PR #79, opened 2025-01-19
added ynLSDe and ynETH async withdraw flow

dan13ram:


src/library/AsyncWithdrawLib.sol
```diff
@@ -23,43 +25,57 @@ library AsyncWithdrawLib {
...
 
-    function getAssets(address asset) public pure returns (uint256 assets) {
-        if (asset == MC.WETH) {
-            return 0;
+    function getAssetsQueuedForWithdrawal(address queueManager_, address owner) public view returns (uint256 assets) {
+        IWithdrawalQueueManager queueManager = IWithdrawalQueueManager(queueManager_);
+        (, IWithdrawalQueueManager.WithdrawalRequest[] memory requests) = queueManager.withdrawalRequestsForOwner(owner);
+        for (uint256 i = 0; i < requests.length; i++) {
+            if (!requests[i].processed) {
+                assets += requests[i].amount;
```
danoctavian: there's a gotcha here with the withdrawalqueuemanager

it has its own `redemptionRateAtRequestTime` which is what's actually used.

which means you can't use the current redemption rate of ynETH or ynLSDe, the real redemption rate doesn't increase.

this breaks the above abstraction with the asset amount multiplied by current rate as provided by provider, we'll need to deal with this at this level

https://github.com/yieldnest/yieldnest-protocol/blob/release-candidate/src/WithdrawalQueueManager.sol#L292

In reality it can ever be lower than that if there was a lower rate at "finalization" which may happen if there's slashing.

since we didn't create a good view function for this yet, let's assume for this implementation its redemptionRateAtRequestTime and a NOTE there above the logic above (needs to be fixed - assumes no slashing for now, as in reality eigenlayer slashing is not active yet).

test/mainnet/helpers/SetupWithdrawer.sol
```diff
@@ -0,0 +1,71 @@
...
+
+        // test cannot unpause vault without buffer
+        vm.expectRevert();
+        vault.unpause();
+
+        // set the rate provider contract
+        vault.setProvider(MC.PROVIDER);
+
+        // Add assets: Base asset always first
+        vault.addAsset(MC.WETH, true, true);
```
danoctavian, line 56: let's please write a measurement of the gas profile for processAccounts when the vault is set up like this.

the main optimization here in processAccounting is that if there's no vault balance at all for an asset computation doesn't proceed (don't read the rate)

Please think if there's any gas optimizations here for this async loops, we want to optimize this as much as we can for now

test/mainnet/withdrawer.spec.sol
```diff
@@ -0,0 +1,311 @@
...
+        IWithdrawalQueue queue = IWithdrawalQueue(MC.WSTETH_WQ);
+
+        (uint256 assets,) = vault.asyncWithdrawBalance(asset_);
+        assertEq(assets, 0, "Queued assets should be zero");
+        uint256 totalAssets = vault.totalAssets();
+
+        uint256[] memory amounts = new uint256[](1);
+        amounts[0] = amount;
+
+        // TODO: replace with processor
```
danoctavian: yes please

test/mainnet/withdrawer.spec.sol
```diff
@@ -0,0 +1,311 @@
+// SPDX-License-Identifier: BSD Clause-3
```
danoctavian, line 1: main note here is when you finalize ynETH and ynLSDe withdrawals do not attempt to simulate a full proper withdrawal cycle, not needed, too complex

just donate to the ynETHAssetsRedemptionVault and ssetsRedemptionVault respectively (See spec for details)

be careful that when donations are done, the ETH rate of ynETH and ynLSDe increases

script/Contracts.sol
```diff
@@ -26,8 +26,13 @@ library MainnetContracts {
     address public constant PROVIDER = address(123456789); // TODO: Update with deployed Provider
     address public constant BUFFER = address(987654321); // TODO: Update with deployed buffer
 
-    address public constant YNLSDE_WM = 0x8Face3283E20b19d98a7a132274B69C1304D60b4;
-    address public constant YNETH_WM = 0x0BC9BC81aD379810B36AD5cC95387112990AA67b;
+    address public constant WSTETH_WQ = 0x889edC2eDab5f40e902b864aD4d7AdE8E412F9B1;
+
+    address public constant YNLSDE_WQM = 0x8Face3283E20b19d98a7a132274B69C1304D60b4;
```
danoctavian: lets make these names explicit  - i know they're long but i'd rather not think what they are

src/interface/IWithdrawalQueueManager.sol
```diff
@@ -0,0 +1,39 @@
+// SPDX-License-Identifier: BSD 3-Clause License
+pragma solidity ^0.8.24;
+
+interface IWithdrawalQueueManager {
```
danoctavian, line 4: good solution now to use interface as opposed to submodules due to remappings.txt hell

src/library/AsyncWithdrawLib.sol
```diff
@@ -23,43 +25,57 @@ library AsyncWithdrawLib {
...
+        // TODO: support WOETH
 
-        if (asset == MC.STETH) {
-            return 0;
+        if (asset == MC.WSTETH) {
+            IWithdrawalQueue queue = IWithdrawalQueue(MC.WSTETH_WQ);
+            uint256[] memory requestIds = queue.getWithdrawalRequests(owner);
+            IWithdrawalQueue.WithdrawalRequestStatus[] memory statuses = queue.getWithdrawalStatus(requestIds);
+            for (uint256 i = 0; i < statuses.length; i++) {
+                assets += statuses[i].amountOfShares;
```
danoctavian: i haven't looked into this in depth, i am curious, while you're in a withdrawal state, do you still earn yield with WSTETH if this is priced in shares then?

because for ynETH and ynLSDe as mentioned below we stop giving you yield

dan13ram: When claiming the share rate is calculated here:

https://github.com/lidofinance/core/blob/901c0e19b752f5ea03118d71881d8b72ccee44c0/contracts/0.8.9/WithdrawalQueueBase.sol#L507

I'm not sure how this maxShareRate is calculated, but it is input from offchain through an oracle to this queue when finalizing a checkpoint.

test/mainnet/withdrawer.spec.sol
dan13ram: Yes we are donating right now to the redemption vaults in the setUp of the tests

src/library/AsyncWithdrawLib.sol
dan13ram: @danoctavian Do we also want to take into account the fees here when calculating the total assets when a withdrawal request is in queue ? 

Currently in order to reduce the complexity here I have moved the fee calculations out of this flow. It is calculated in the tests to ensure that the right fees are removed when the claim happens.

src/library/AsyncWithdrawLib.sol
dan13ram: It looks like it doesn't really matter the share rate, since they also provide amountOfStETH which is basically the underlying assets in base which is what we require. So we don't need to do any extra calculations here.

src/library/AsyncWithdrawalLib.sol
```diff
@@ -0,0 +1,86 @@
...
+    /**
+     * @notice function to handle the assets that are in queue for withdrawal.
+     * @param asset_ The address of the asset.
+     * @dev This function should return the amount in base denomination.
+     */
+    function asyncWithdrawalBalance(address asset_, address owner) public view returns (uint256 baseAssets) {
+        baseAssets = _asyncWithdrawalBalance(asset_, owner);
+    }
+
+    function _asyncWithdrawalBalanceYN(address queueManager_, address owner)
```
danoctavian: call it _asyncWithdrawalBalanceYNAsset

src/library/AsyncWithdrawalLib.sol
```diff
@@ -0,0 +1,86 @@
...
+                // NOTE: needs to be fixed - assumes no slashing for now, as in reality eigenlayer slashing is not active yet
+                // also we do not account for the fees here
+                baseAssets += requests[i].amount * requests[i].redemptionRateAtRequestTime / 1e18;
+            }
+        }
+        return baseAssets;
+    }
+
+    function _asyncWithdrawalBalance(address asset, address owner) private view returns (uint256 baseAssets) {
+        // TODO: support WOETH
```
danoctavian: remove TODO now?

src/library/OriginWithdrawalLib.sol
```diff
@@ -0,0 +1,88 @@
...
+        emit WOETHWithdrawalRequested(amount, requestId);
+    }
+
+    function claimWithdrawalsWOETH(uint256[] calldata requestIds)
+        public
+        returns (uint256[] memory amounts, uint256 totalAmount)
+    {
+        IOETHVault oethVault = IOETHVault(MC.OETH_VAULT);
+
+        (amounts, totalAmount) = oethVault.claimWithdrawals(requestIds);
```
danoctavian, line 72: this withdraws OETH not WOETH, so OETH needs listing as asset and a rate

we need to make sure that's in the provider, currently it isn't so it needs to be updated also the vault should have wrap/unwrap rules for WOETH/OETH

https://github.com/yieldnest/yieldnest-vault/blob/eth-max-vault/src/module/Provider.sol

src/library/AsyncWithdrawalLib.sol
dan13ram: fixed in [9873862](https://github.com/yieldnest/yieldnest-vault/pull/79/commits/98738628f3afc044fba386f947886809db694a93)

src/library/AsyncWithdrawalLib.sol
dan13ram: fixed in [9873862](https://github.com/yieldnest/yieldnest-vault/pull/79/commits/98738628f3afc044fba386f947886809db694a93)

src/library/AsyncWithdrawalLib.sol
```diff
@@ -0,0 +1,86 @@
...
+        private
+        view
+        returns (uint256 baseAssets)
+    {
+        IWithdrawalQueueManager queueManager = IWithdrawalQueueManager(queueManager_);
+        (, IWithdrawalQueueManager.WithdrawalRequest[] memory requests) = queueManager.withdrawalRequestsForOwner(owner);
+        for (uint256 i = 0; i < requests.length; i++) {
+            if (!requests[i].processed) {
+                // NOTE: needs to be fixed - assumes no slashing for now, as in reality eigenlayer slashing is not active yet
+                // also we do not account for the fees here
```
danoctavian: please account for fees, the fee info is in the withdrawal request

src/library/OriginWithdrawalLib.sol
```diff
@@ -0,0 +1,88 @@
...
+        IOETHVault oethVault = IOETHVault(MC.OETH_VAULT);
+
+        uint256 amountInOETH = woeth.redeem(amount, address(this), address(this));
+        oeth.approve(address(oethVault), amountInOETH);
+        (requestId,) = oethVault.requestWithdrawal(amountInOETH);
+
+        _addRequestId(requestId);
+
+        emit WOETHWithdrawalRequested(amount, requestId);
+    }
```
danoctavian, line 83: lets make a function requestWithdrawalOETH that also handles OETH and requestWithdrawalWOETH calls requestWithdrawalOETH after redeem so we have both options on the table

src/library/AsyncWithdrawLib.sol
danoctavian: we must solve for fees yes

src/library/AsyncWithdrawalLib.sol
```diff
@@ -0,0 +1,83 @@
...
+        IWithdrawalQueueManager queueManager = IWithdrawalQueueManager(queueManager_);
+        (, IWithdrawalQueueManager.WithdrawalRequest[] memory requests) =
+            queueManager.withdrawalRequestsForOwner(address(this));
+        for (uint256 i = 0; i < requests.length; i++) {
+            if (!requests[i].processed) {
+                // NOTE: needs to be fixed - assumes no slashing for now, as in reality eigenlayer slashing is not active yet
+                // also we do not account for the fees here
+                baseAssets += requests[i].amount * requests[i].redemptionRateAtRequestTime / 1e18;
+                // subtract fee
+                baseAssets -= queueManager.calculateFee(requests[i].amount, requests[i].feeAtRequestTime);
```
danoctavian: this is incorrect as it substracts the fee in the unit of measure of amount, which is ynETH or ynLSDe

while basAssets is already converted

apply the fee first and convert after

src/library/AsyncWithdrawalLib.sol
```diff
@@ -0,0 +1,83 @@
...
+    }
+
+    function _asyncWithdrawalBalanceYNAsset(address queueManager_) private view returns (uint256 baseAssets) {
+        IWithdrawalQueueManager queueManager = IWithdrawalQueueManager(queueManager_);
+        (, IWithdrawalQueueManager.WithdrawalRequest[] memory requests) =
+            queueManager.withdrawalRequestsForOwner(address(this));
+        for (uint256 i = 0; i < requests.length; i++) {
+            if (!requests[i].processed) {
+                // NOTE: needs to be fixed - assumes no slashing for now, as in reality eigenlayer slashing is not active yet
+                // also we do not account for the fees here
```
danoctavian: if fees are addressed delete the comment

test/mainnet/helpers/SetupWithdrawer.sol
```diff
@@ -0,0 +1,78 @@
...
+
+contract SetupWithdrawer is Test, Etches, MainnetActors, WithdrawerUtils {
+    function setup() public returns (Withdrawer vault) {
+        string memory name = "YieldNest Withdrawer";
+        string memory symbol = "ynWithdrawer";
+
+        Withdrawer vaultImplementation = new Withdrawer();
+
+        // Deploy the proxy
+        bytes memory initData =
```
danoctavian: can we simply call initialize separately, it's hard to read the parameters here and we lose type checking

directly on the contract

test/mainnet/helpers/SetupWithdrawer.sol
```diff
@@ -0,0 +1,78 @@
...
+            abi.encodeWithSelector(Withdrawer.initialize.selector, ADMIN, name, symbol, 18, true, true);
```
danoctavian: set alwaysComputeTotalAssets_ to false, that's how we want to use this in production

test/mainnet/helpers/SetupWithdrawer.sol
```diff
@@ -0,0 +1,78 @@
+// SPDX-License-Identifier: BSD Clause-3
+pragma solidity ^0.8.24;
+
+import {Test} from "lib/forge-std/src/Test.sol";
+import {Withdrawer} from "src/withdraws/Withdrawer.sol";
+import {TransparentUpgradeableProxy as TUProxy} from "src/Common.sol";
```
danoctavian: don't use the TUPProxy alias just call it explicitly TransparentUpgradeableProxy

test/mainnet/helpers/SetupWithdrawer.sol
danoctavian: do this for SetupWithdrawer.sol in the unit test directory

◇ ◇ ◇ ◇ ◇

▸ TASK STATEMENT: Quote the data above from the line containing "apply the fee first and convert after" to the line containing "directly on the contract", inclusive, and stop.

▸ REPLY:
apply the fee first and convert after

src/library/AsyncWithdrawalLib.sol
```diff
@@ -0,0 +1,83 @@
...
+    }
+
+    function _asyncWithdrawalBalanceYNAsset(address queueManager_) private view returns (uint256 baseAssets) {
+        IWithdrawalQueueManager queueManager = IWithdrawalQueueManager(queueManager_);
+        (, IWithdrawalQueueManager.WithdrawalRequest[] memory requests) =
+            queueManager.withdrawalRequestsForOwner(address(this));
+        for (uint256 i = 0; i < requests.length; i++) {
+            if (!requests[i].processed) {
+                // NOTE: needs to be fixed - assumes no slashing for now, as in reality eigenlayer slashing is not active yet
+                // also we do not account for the fees here
```
danoctavian: if fees are addressed delete the comment

test/mainnet/helpers/SetupWithdrawer.sol
```diff
@@ -0,0 +1,78 @@
...
+
+contract SetupWithdrawer is Test, Etches, MainnetActors, WithdrawerUtils {
+    function setup() public returns (Withdrawer vault) {
+        string memory name = "YieldNest Withdrawer";
+        string memory symbol = "ynWithdrawer";
+
+        Withdrawer vaultImplementation = new Withdrawer();
+
+        // Deploy the proxy
+        bytes memory initData =
```
danoctavian: can we simply call initialize separately, it's hard to read the parameters here and we lose type checking

directly on the contract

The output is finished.